* **Records supplied**
PR #747, opened 2026-08-26
fix(datafusion): keep metadata queries available without table engines

shyjsarah:
## Purpose

After external table routing was made fail-closed, DataFusion metadata queries such as `information_schema.columns` could fail if a catalog contained any external table whose engine was not registered. This also surfaced through statements that inspect catalog metadata.

## Changes

- preserve catalog field metadata when classifying external tables
- return a metadata-only provider when the declared table engine is unavailable
- expose the real table schema to DataFusion metadata queries
- make `table_exist()` agree with the metadata-only provider for catalog tables without a registered engine
- bypass read-specific session option validation only for metadata-only loading; registered-engine reads still reject unsupported time travel, incremental scan, and query-auth options
- keep scans and writes fail-closed with the existing `no table engine is registered` error
- cover `SHOW TABLES`, unrelated and external `information_schema.columns` queries, direct reads, destructive statements, and `table_exist`

## Behavior

| Operation | Unregistered external table |
| --- | --- |
| `SHOW TABLES` | succeeds and lists the table |
| `information_schema.columns` | succeeds using catalog metadata |
| `SessionContext::table_exist` | returns true for the catalog table |
| direct `SELECT` | fails when the scan is planned |
| writes | fail closed |

## Tests

- `cargo +1.98.0 clippy --locked -p paimon -p paimon-datafusion --all-targets --features fulltext,vortex -- -D warnings`
- `cargo test -p paimon-datafusion --test table_type_routing`

### DIFF
--- a/crates/integrations/datafusion/src/catalog.rs
+++ b/crates/integrations/datafusion/src/catalog.rs
@@ -726,15 +726,6 @@ impl SchemaProvider for PaimonSchemaProvider {
                             identifier.full_name()
                         ));
                     }
-                    // The Paimon arm below applies these; an engine would
-                    // ignore them and answer from current data.
-                    let session_options = dynamic_options
-                        .read()
-                        .unwrap_or_else(|e| e.into_inner())
-                        .clone();
-                    paimon::spec::CoreOptions::new(&session_options)
-                        .ensure_engine_can_serve(&identifier.full_name())
-                        .map_err(to_datafusion_error)?;
                     let Some(resolver) = table_engines.get(&declared) else {
                         let schema = match external.fields() {
                             Some(fields) => crate::table::datafusion_arrow_schema(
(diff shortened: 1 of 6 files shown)


JingsongLi:
- When no engine is present, `table()` returns a metadata-only provider, yet `table_exist()` returns `false`, violating the existence semantics of the DataFusion `SchemaProvider`. 
- Consequently, the same external table can be queried via `information_schema` but appears non-existent when checked via `SessionContext::table_exist`.

crates/integrations/datafusion/src/catalog.rs
```diff
@@ -683,13 +735,20 @@ impl SchemaProvider for PaimonSchemaProvider {
                     paimon::spec::CoreOptions::new(&session_options)
                         .ensure_engine_can_serve(&identifier.full_name())
                         .map_err(to_datafusion_error)?;
-                    let resolver = table_engines.get(&declared).ok_or_else(|| {
-                        plan_datafusion_err!(
-                            "no table engine is registered for '{}' tables ('{}')",
+                    let Some(resolver) = table_engines.get(&declared) else {
```
jerry-024, line 729: **[MAJOR] Metadata-only fallback is blocked by read-option validation**

`ensure_engine_can_serve` runs before the missing-resolver branch. Because DataFusion loads every catalog table when planning `information_schema.columns`, an unrelated external table with no registered engine can be rejected by time-travel or incremental-scan options before `UnavailableEngineTableProvider` exposes its schema. This makes a metadata query for another valid table fail during planning.

Could we move the missing-resolver metadata-provider branch before read-specific session-option validation and keep validation on the registered-engine path? Actual reads and writes remain rejected by the unavailable provider.

shyjsarah:
Addressed in d3200f4: when no engine is registered, `table_exist()` now returns true to match the metadata-only provider returned by `table()`. The regression also verifies metadata loading under a session time-travel option.

crates/integrations/datafusion/src/catalog.rs
shyjsarah: Fixed in d3200f4. The missing-resolver metadata fallback now runs before session read-option validation. `ensure_engine_can_serve` remains on the registered-engine path, while scans through the metadata-only provider still fail with the unregistered-engine error.

jerry-024 (approved):
+1

JingsongLi (approved):
+1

* **Task description**
Work out how many lines in the records contain the word "loading", and give that number by itself.

* **Answer box**
2